Doch im Jahre 1993 entdeckten Archäologen unter der Leitung von Professor Avraham Biran auf einem alten Schutthügel im nördlichen Teil Israels einen Basaltblock. Auf diesem Stein standen u.a. die Worte "Haus Davids" und "König von Israel". Diese Inschrift datiert aus dem 9. Jahrhundert v.Chr. und könnte ein Teil eines Siegesdenkmals der Aramäer gewesen sein. Über diesen Fund hieß es in der Zeitschrift Biblical Archaeology Review : "Zum ersten Mal wurde damit der Name David in einer außerbiblischen alten Inschrift gefunden".

Ein anderes Beispiel ist das der in der Bibel erwähnten Stadt Ninive. Viele Jahre zogen Bibelkritiker in Zweifel, dass diese Stadt je existiert hat. Doch im Jahre 1849 legte Sir Austen Henry Layard die Ruinen des Palastes des König Sanheribs frei.
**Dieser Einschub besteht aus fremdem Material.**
Issue #1572, opened 2015-04-02
Rename k-crossgen tool


ChengTian:
Reported by @moozzyk 

This is the last k-*.cmd we have. It's mainly an internally used tool, so the renaming is not urgent.

@muratg @davidfowl  Do we want to rename it to `dnx-crossgen`? Or you have some better names for it

davidfowl:
merge it into dnu or make it another global command /cc @loudej

ChengTian:
I guess merging it into dnu is better.

`dnvm` is using `k-crossgen` and assumes `k-corssgen` comes with dnx. Making `k-crossgen` a global command means `dnvm` will need to install this global command first. It's very different from the current approach.

davidfowl:
Ah hah! Yes lets merge it in

ChengTian:
So we all agree on the new name `dnx-crossgen`?

muratg:
dnx-crossgen sounds fine to me.  Unless @davidfowl has any objections, let's go with that name.

anurse:
`dnu optimize` ? Eventually, it could even take parameters such as allowing me to "optimize" specific packages/apps/runtimes/whatever.

I, as a user, have no idea what a `crossgen` is... but regardless, people don't generally run this command manually so I'm not very worried either way.

ChengTian:
I guess `optimize` is a too general term and users may imagine they can do something like
```
dnu optimize MyApp
```
to make their app run faster...

If we don't expect people to use this in most cases, `crossgen` can be a better choice, which means "keep away if you don't know what it is"

troydai:
In CLR we use Ngen.exe as well. I think `crossgen` is a more accurate name.

ChengTian:
Moving forward with `dnx-crossgen` if there is no objection

muratg:
:+1:

ChengTian:
Talked to @joeloff and confirmed that, as long as the command name is in the form of `<any_prefix>-crossgen.cmd`, our installer can always find it. So there is no change needed in installer part.

PR #1935, opened 2015-05-22
Add dnx-crossgen.cmd

ChengTian:
parent https://github.com/aspnet/dnx/issues/1572

@muratg 

Here is the plan: I am going to add `dnx-crossgen.cmd` without removing `k-crossgen.cmd` and change all other repos to use `dnx-crossgen.cmd`.

Then Coherence-Signed should be able to pass because even some part of our building process is still using the `k-crossgen.cmd`, `k-crossgen.cmd` is available.

After Coherence-Signed passes, I'll merge another PR that removes `k-crossgen.cmd`. This ensures smooth transition without breaking anything.

### DIFF
--- a/scripts/dnx-crossgen.cmd
+++ b/scripts/dnx-crossgen.cmd
@@ -1,0 +1,11 @@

Später stellte sich dann heraus, dass dieser Palast zu der alten Stadt Ninive gehörte. Interessant ist auch ein Wandrelief dieses Palastes, auf dem die Inschrift zu lesen ist: "Sanherib, König der Welt, König von Assyrien, saß auf seinem Thron und musterte die Beute aus Lachis". Dies gibt den Bibelbericht der Einnahme der Stadt Lachisch durch König Sanherib wieder, wie er in 2. Könige 18:13,14 zu lesen ist.
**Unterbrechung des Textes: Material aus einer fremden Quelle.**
PR #1938, opened 2015-05-22
Remove k-crossgen.cmd

ChengTian:
Follow-up to https://github.com/aspnet/dnx/pull/1935. This should be merged as last step of https://github.com/aspnet/dnx/issues/1572 after Coherence-Signed passes.


moozzyk:
:ship::it:

PR #1939, opened 2015-05-22
Remove Ansi Color Codes from output in tests

BrennanConroy:


test/Microsoft.Framework.CommonTestUtils/TestUtils.cs
```diff
@@ -386,5 +386,30 @@ private static bool IsWindows()
             return PlatformHelper.IsWindows;
 #endif
         }
+
+        private static string RemoveAnsiColorCodes(string text)
+        {
+            int escapeIndex = 0;
```
moozzyk: looks like a great place to use a regex..

moozzyk:
:ship: :it:

test/Microsoft.Framework.CommonTestUtils/TestUtils.cs
```diff
@@ -386,5 +386,30 @@ private static bool IsWindows()
...
+            for (; ;)
+            {
+                escapeIndex = text.IndexOf("\x1b[", escapeIndex);
+                if (escapeIndex != -1)
+                {
+                    int endIndex = escapeIndex + 3;
+                    while (endIndex != text.Length && text[endIndex] != 'm')
```
ChengTian: `endIndex < text.Length`? Otherwise it will throw "index out of bounds" in edge case where text has the value of `"\x1b["`

BrennanConroy: endIndex wont index if it equals the length of the string, so no 'out of bounds' happens

ChengTian: I mean, when `text` is `"\x1b["`, `endIndex` is 3, while `text.Length` is 2

test/Microsoft.Framework.CommonTestUtils/TestUtils.cs
ChengTian: var

test/Microsoft.Framework.CommonTestUtils/TestUtils.cs
BrennanConroy: Oh, good point

ChengTian:
:shipit:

Über seine Entdeckung schrieb Layard: "Wer hätte es vor diesen Entdeckungen für wahrscheinlich oder möglich gehalten, unter dem Erd- und Schutthaufen an der Stelle Ninives die Geschichte des Krieges zwischen Hiskia [König von Juda] und Sanherib zu finden, die — niedergeschrieben zu ebenjener Zeit, da Sanherib ihn führte — den Bibelbericht sogar bis in alle Einzelheiten bestätigt?" (Sir Austen Henry Layard, Nineveh and Babylon, 1882, S. 51-2).
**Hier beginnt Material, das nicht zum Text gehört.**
Issue #1764, opened 2015-05-01
dnu restore log should indicate when postrestore and prepare scripts start getting excecuted


balachir:
1. New ASP.NET 5 project from StarterWeb template
2. View package restore log

EXPECTED
Package restore log should contain entries to indicate when postrestore and prepare scripts start getting executed. This will make it more intuitive to the user that these scripts in project.json are part of the package restore, and also give them a clear idea regarding which part of the log belongs to which part of the package restore.

![image](https://cloud.githubusercontent.com/assets/8246794/7437937/8700e078-f011-11e4-9488-87222265cd42.png)

PR #1942, opened 2015-05-23
Indicate the beginning of executed scripts

ChengTian:
parent https://github.com/aspnet/dnx/issues/1764

@balachir @muratg @davidfowl 

Sample output:
capture

### DIFF
--- a/src/Microsoft.Framework.PackageManager/Scripts/ScriptExecutor.cs
+++ b/src/Microsoft.Framework.PackageManager/Scripts/ScriptExecutor.cs
@@ -15,6 +15,13 @@ namespace Microsoft.Framework.PackageManager
     {
         private static readonly string ErrorMessageTemplate = "The '{0}' script failed with status code {1}.";
 
+        public ScriptExecutor(IReport report = null)
+        {
+            Report = report;
+        }
+
+        public IReport Report { get; set; }
+
         public bool Execute(Runtime.Project project, string scriptName, Func<string, string> getVariable)
         {
             IEnumerable<string> scriptCommandLines;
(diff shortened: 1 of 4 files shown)


muratg:
Looks good, though I wonder "in project.json" part is useful or not. I assume there won't be other DNX pieces which will execute scripts.   I think we can check-in like this, and revisit later.

:shipit:

src/Microsoft.Framework.PackageManager/Scripts/ScriptExecutor.cs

Außer diesen beiden Beispielen gibt es noch viele weitere Artefakte, die den biblischen Bericht oftmals bis ins kleinste Detail bestätigen. Erwähnen möchte ich noch den berühmten, 3000 Jahre alten Mesa-Stein, der östlich des Toten Meeres gefunden wurde und heute im Louvre- Museum in Paris zu besichtigen ist. Auch hier ist die Inschrift in genauer Übereinstimmung mit dem Bericht der Ereignisse aus der Bibel (nachzulesen in 2. Könige, Kapitel 3).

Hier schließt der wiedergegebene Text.